How to complete this task
Your job with the data below: print everything from the line that holds "Works in Tray" down to the line that holds "selected. Seems off?", ends included, exactly, and nothing else.
■ ■ ■ ■ ■ ■ ■
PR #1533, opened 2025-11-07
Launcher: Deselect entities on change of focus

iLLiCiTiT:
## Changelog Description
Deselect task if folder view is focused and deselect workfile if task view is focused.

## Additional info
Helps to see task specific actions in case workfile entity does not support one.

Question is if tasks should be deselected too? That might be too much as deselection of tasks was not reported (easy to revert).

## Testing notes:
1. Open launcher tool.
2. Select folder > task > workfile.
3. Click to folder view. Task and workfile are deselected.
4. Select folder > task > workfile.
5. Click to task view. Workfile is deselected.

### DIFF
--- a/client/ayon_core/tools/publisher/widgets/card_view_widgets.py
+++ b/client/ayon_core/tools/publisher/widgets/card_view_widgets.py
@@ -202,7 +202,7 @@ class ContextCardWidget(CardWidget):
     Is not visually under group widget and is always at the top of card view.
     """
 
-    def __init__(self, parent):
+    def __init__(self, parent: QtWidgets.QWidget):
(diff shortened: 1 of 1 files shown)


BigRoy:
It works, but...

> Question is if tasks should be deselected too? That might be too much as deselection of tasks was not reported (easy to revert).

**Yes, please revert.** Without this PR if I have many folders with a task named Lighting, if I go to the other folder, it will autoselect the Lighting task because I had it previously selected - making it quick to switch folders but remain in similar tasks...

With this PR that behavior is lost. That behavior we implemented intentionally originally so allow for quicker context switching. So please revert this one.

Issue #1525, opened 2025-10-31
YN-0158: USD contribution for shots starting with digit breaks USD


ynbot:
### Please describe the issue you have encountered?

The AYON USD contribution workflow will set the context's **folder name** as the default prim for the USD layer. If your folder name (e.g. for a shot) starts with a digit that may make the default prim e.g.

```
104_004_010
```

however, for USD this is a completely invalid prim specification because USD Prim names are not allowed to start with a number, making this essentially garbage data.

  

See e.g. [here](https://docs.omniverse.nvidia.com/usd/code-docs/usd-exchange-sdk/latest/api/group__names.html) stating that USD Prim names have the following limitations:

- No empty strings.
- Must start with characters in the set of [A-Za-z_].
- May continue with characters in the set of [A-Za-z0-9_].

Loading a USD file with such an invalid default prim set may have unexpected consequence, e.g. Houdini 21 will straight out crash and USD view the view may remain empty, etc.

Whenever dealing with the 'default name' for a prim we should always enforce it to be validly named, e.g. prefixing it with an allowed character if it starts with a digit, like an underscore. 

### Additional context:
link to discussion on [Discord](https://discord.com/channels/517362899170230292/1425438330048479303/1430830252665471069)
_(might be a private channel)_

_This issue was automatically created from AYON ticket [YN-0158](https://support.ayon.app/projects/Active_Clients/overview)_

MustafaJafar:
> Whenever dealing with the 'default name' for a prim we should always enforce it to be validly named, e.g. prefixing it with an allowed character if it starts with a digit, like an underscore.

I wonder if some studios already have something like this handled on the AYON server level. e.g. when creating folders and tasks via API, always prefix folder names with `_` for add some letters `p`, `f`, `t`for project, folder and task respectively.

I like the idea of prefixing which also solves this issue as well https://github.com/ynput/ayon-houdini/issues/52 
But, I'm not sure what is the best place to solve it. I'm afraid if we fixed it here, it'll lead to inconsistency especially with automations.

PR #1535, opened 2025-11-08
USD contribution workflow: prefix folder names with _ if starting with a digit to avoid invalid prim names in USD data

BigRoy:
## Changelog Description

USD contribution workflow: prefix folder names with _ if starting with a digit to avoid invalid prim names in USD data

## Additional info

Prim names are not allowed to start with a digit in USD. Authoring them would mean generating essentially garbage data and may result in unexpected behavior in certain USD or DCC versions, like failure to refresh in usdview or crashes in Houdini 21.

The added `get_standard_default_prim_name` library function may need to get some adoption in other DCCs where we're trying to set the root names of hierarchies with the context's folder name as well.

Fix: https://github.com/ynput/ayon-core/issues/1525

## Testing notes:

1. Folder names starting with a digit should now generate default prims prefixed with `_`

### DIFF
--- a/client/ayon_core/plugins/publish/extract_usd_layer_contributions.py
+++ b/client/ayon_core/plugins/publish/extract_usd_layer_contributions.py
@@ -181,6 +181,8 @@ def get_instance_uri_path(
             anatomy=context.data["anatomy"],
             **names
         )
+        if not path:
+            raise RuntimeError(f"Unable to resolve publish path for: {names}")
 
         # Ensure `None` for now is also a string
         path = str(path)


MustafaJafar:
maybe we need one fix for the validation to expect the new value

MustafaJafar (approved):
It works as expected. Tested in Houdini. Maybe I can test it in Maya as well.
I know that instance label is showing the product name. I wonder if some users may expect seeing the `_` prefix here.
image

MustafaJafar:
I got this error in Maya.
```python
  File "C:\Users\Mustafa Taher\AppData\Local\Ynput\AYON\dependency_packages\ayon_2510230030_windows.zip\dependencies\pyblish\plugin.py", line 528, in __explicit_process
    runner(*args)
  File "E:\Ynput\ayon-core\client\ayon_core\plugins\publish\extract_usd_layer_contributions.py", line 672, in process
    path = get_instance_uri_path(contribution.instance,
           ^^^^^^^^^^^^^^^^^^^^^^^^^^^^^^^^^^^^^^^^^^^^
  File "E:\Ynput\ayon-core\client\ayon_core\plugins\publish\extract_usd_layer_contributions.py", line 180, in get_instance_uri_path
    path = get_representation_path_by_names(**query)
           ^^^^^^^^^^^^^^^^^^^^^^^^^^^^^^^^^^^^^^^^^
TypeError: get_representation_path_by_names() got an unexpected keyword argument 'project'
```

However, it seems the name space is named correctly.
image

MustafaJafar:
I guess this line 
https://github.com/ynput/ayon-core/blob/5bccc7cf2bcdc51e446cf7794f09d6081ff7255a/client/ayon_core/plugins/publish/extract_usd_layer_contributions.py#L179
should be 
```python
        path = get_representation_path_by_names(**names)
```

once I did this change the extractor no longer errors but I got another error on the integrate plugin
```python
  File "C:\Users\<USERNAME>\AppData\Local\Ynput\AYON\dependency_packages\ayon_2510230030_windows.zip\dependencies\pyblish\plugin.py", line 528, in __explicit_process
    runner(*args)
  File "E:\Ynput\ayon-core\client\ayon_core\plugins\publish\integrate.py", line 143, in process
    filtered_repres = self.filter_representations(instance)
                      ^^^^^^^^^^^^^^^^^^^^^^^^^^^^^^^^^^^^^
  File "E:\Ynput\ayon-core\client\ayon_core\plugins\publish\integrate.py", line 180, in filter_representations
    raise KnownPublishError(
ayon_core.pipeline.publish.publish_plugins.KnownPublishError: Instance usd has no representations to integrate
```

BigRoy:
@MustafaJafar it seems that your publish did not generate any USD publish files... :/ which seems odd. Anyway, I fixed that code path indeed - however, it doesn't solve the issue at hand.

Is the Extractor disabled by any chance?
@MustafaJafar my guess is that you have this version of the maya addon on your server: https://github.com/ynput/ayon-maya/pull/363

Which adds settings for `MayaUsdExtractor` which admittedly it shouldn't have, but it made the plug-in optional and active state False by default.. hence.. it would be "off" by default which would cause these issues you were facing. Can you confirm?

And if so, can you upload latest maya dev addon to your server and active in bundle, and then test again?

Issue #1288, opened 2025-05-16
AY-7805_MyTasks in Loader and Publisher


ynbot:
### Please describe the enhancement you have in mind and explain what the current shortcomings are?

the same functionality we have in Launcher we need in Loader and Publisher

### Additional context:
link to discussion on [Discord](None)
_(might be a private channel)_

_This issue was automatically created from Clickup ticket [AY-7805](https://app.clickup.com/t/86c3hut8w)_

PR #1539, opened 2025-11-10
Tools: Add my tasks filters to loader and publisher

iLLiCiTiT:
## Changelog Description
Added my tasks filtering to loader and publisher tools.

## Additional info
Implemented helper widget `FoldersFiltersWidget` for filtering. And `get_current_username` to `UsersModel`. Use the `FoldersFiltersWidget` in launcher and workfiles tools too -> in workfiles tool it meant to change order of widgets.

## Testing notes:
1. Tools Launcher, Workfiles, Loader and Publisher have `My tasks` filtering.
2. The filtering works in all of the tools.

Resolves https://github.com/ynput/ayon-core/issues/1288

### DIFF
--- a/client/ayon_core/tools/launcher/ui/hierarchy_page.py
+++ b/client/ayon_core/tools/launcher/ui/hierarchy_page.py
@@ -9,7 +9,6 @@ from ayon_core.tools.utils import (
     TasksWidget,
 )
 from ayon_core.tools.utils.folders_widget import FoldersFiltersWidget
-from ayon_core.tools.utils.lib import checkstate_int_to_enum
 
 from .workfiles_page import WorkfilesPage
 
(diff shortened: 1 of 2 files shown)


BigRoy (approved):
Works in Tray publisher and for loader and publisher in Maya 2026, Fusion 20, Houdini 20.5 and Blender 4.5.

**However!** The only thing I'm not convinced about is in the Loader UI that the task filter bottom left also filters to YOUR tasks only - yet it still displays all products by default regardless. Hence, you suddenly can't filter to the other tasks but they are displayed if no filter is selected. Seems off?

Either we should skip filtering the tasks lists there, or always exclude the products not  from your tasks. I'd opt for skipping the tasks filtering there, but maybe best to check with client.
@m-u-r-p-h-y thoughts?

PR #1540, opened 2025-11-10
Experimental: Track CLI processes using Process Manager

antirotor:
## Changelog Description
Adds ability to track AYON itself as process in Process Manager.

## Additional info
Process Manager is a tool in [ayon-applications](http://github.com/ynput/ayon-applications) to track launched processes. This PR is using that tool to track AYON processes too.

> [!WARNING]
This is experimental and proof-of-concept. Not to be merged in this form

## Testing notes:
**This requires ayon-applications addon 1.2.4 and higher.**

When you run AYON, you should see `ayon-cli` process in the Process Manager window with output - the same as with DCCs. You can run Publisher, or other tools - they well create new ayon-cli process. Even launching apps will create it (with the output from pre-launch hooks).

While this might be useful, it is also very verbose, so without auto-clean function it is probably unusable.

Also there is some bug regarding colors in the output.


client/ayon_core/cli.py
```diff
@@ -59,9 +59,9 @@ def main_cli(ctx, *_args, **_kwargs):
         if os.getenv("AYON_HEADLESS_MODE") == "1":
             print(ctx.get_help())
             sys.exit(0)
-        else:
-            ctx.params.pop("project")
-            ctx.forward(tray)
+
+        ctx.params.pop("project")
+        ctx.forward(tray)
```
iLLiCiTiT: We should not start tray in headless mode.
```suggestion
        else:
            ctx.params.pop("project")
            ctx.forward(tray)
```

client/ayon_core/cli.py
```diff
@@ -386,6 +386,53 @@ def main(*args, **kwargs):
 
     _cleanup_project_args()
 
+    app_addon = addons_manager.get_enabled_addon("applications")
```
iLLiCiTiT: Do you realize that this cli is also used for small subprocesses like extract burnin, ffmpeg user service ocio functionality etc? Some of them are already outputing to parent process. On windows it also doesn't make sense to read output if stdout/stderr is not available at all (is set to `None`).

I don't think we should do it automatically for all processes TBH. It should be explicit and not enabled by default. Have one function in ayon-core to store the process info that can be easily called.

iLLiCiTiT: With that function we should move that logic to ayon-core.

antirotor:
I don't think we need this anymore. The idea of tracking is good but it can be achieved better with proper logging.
■ ■ ■ ■ ■ ■ ■
Solution to this exercise
Works in Tray publisher and for loader and publisher in Maya 2026, Fusion 20, Houdini 20.5 and Blender 4.5.

**However!** The only thing I'm not convinced about is in the Loader UI that the task filter bottom left also filters to YOUR tasks only - yet it still displays all products by default regardless. Hence, you suddenly can't filter to the other tasks but they are displayed if no filter is selected. Seems off?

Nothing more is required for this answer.